# Umsetzung der PLC/HMI Schnittstelle im TIA-Portal



## Raijin Tycho (2 März 2021)

Hallo zusammen,

mich würde mal interessieren, wie Ihr die Schnittstelle zwischen HMI und PLC umsetzt.

Ich erstelle mir immer einen globalen Datenbaustein mit jenen Variablen, welche ich auf dem HMI ausgeben bzw. über das HMI steuern möchte. Dabei fasse ich die Variablen in Structs zusammen, welche den einzelnen Bildern/Funktionen/Maschinenteilen zugeordnet sind.
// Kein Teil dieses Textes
PR #125, opened 2023-01-20
Add support for arranging tests in subdirectories

jnikula:
This should enable us to start arranging tests in subdirectories. I played with it a bit, and it seems to work, but I didn't actually include any rearrangement of the files. I threw in some additional asserts in case the files aren't found.

Examples work test-wise, but `make html` will fail if the examples are placed in a subdirectory, because of `hawkmoth_root` config. I think that's fine for now.

### DIFF
--- a/test/testenv.py
+++ b/test/testenv.py
@@ -101,9 +101,10 @@ def get_testid(testcase):
     return testcase.get_testid()
 
 def get_testcase_filenames(path):
-    for f in sorted(os.listdir(path)):
-        if f.endswith(testext):
-            yield os.path.join(path, f)
+    for root, dirs, files in sorted(os.walk(path)):
+        for f in files:
+            if f.endswith(testext):
+                yield os.path.join(root, f)
 
 def read_file(filename):
     if not filename or not os.path.isfile(filename):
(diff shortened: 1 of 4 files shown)


test/testenv.py
```diff
@@ -101,9 +101,10 @@ def get_testid(testcase):
     return testcase.get_testid()
```
BrunoMSantos, line 103: I'm not sure that the comment about the examples is warranted. `hawkmoth_root` simply has to be redirected to an examples folder and / or the directives must include the path of the files relative to `hawkmoth_root`. I.e. it _does_ work with respect to the changes we introduce here.

Anyway, nitpicking.

BrunoMSantos:
Looks pretty good to me!

test/testenv.py
jnikula: It'll work if you move all the examples to the same directory, and point `hawkmoth_root` there. But if you wanted to have examples in multiple directories, it'll break...

jnikula:
Thanks for the review, merged!

test/testenv.py
BrunoMSantos: My point is that this code is perfect as it is with regards to that. If we have `hawkmoth_root=test/examples`, we just need to do `.. c:autodoc:: dir1/dir2/src.c`, either way it's not a limitation with regards to what you changed here. We'd need only change `conf.py` and possibly adjust `update_examples.py` unless I've missed something.

Anyway, good merge ;)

Das ist zwar etwas aufwendig, aber am Ende des Tages recht überischtlich.

Mir geht es an dieser Stelle einfach nur darum zu sehen, wie andere Leute mit mehr Erfahrung sowas handhaben und ob es villeicht Strategien gibt, auf die ich nicht gekommen bin und besser sind.


----------



## ducati (2 März 2021)

Raijin Tycho schrieb:


> Ich erstelle mir immer einen globalen Datenbaustein mit jenen Variablen, welche ich auf dem HMI ausgeben bzw. über das HMI steuern möchte.



Mach ich ganz genauso...

Bzw. muss ich mir den nicht erstellen, sondern der ist bei uns für jede Anlage gleich...

Also mehrere Standard Global-DBs mit Arrays of Struct für alle Standardelemente.

z.B ein DB mit einem Array für 1000 Meldungen, einen DB mit einem Array für 300 Messwerte usw...

Also die DBs nicht pro Anlagenteil sondern nach Klassen (Meldungen, Messwerte, schaltende Aggregate, Zähler, usw.) sortiert...


----------



## JesperMP (2 März 2021)

So mache ich es auch.


----------



## ducati (2 März 2021)

Grundsätzlich muss man bei TIA aber schaun, dass diese Global-DBs soviele Reserven haben, dass man die im laufenden Betrieb nicht erweitern muss.

Bzw. auch sonst aufpassen, dass durch Reinitialisierung der DBs die Einstellwerte nicht verloren gehen.

gruß.


----------



## ADS_0x1 (3 März 2021)

ducati schrieb:


> Grundsätzlich muss man bei TIA aber schaun, dass diese Global-DBs soviele Reserven haben, dass man die im laufenden Betrieb nicht erweitern muss.
> 
> Bzw. auch sonst aufpassen, dass durch Reinitialisierung der DBs die Einstellwerte nicht verloren gehen.
> 
> gruß.



^ Hab ich einmal verbockt, daher ganz wichtiger Hinweis! ^

Dennoch kommt man manchmal nicht drum herum. Wenn dem so, mache ich aber noch folgendes:
Momentanaufnahme der Aktualwerte -> Aktualwerte als Startwerte übernehmen -> Alles ausklappen -> alles markieren -> in Excel einfügen -> Über Verketten eine SCL Syntax herstellen mit der Belegung der Aktualwerte.

Das hört sich nach viel Arbeit an, ist aber innerhalb von zwei Minuten gemacht, wenn man sich entsprechend mit Excel auskennt. Das letzte Mal habe ich das ausgiebig nutzen dürfen, als der Speicher einer 1200er SPS knapp wurde und noch auf Gedeih und Verderb hin der Speicher "optimiert" werden musste.


----------



## JesperMP (3 März 2021)

ducati schrieb:


> Grundsätzlich muss man bei TIA aber schaun, dass diese Global-DBs soviele Reserven haben, dass man die im laufenden Betrieb nicht erweitern muss.
> Bzw. auch sonst aufpassen, dass durch Reinitialisierung der DBs die Einstellwerte nicht verloren gehen.


Das ist eine Grund dafür dass man die HMI Einstellwerte in einen DB sammeln muss. Die Einstellwerte ändern sich nicht von sich selber, deswegen kann man ein Snapshot aufnehmen, eine Änderung einfügen, und geänderte DB in die Steuerung laden ohne Gefahr dass die Online Werte sich in den Zwischenzeit sich geändert haben.


----------



## ducati (4 März 2021)

Jesper, kommt halt auf das HMI an... Bei nem Leitsystem mit 50 HMI-Clients könnte grad immer irgendwo jemand was einstellen. Hier müsstest für die Zeit der DB Änderung die Anlage vom Leitsystem trennen.

Aber dafür gibts grad beim Siemens nur die "Lösung" genügend Reserven im DB vorzuhalten und diese nicht umzubenennen...

Gruß


----------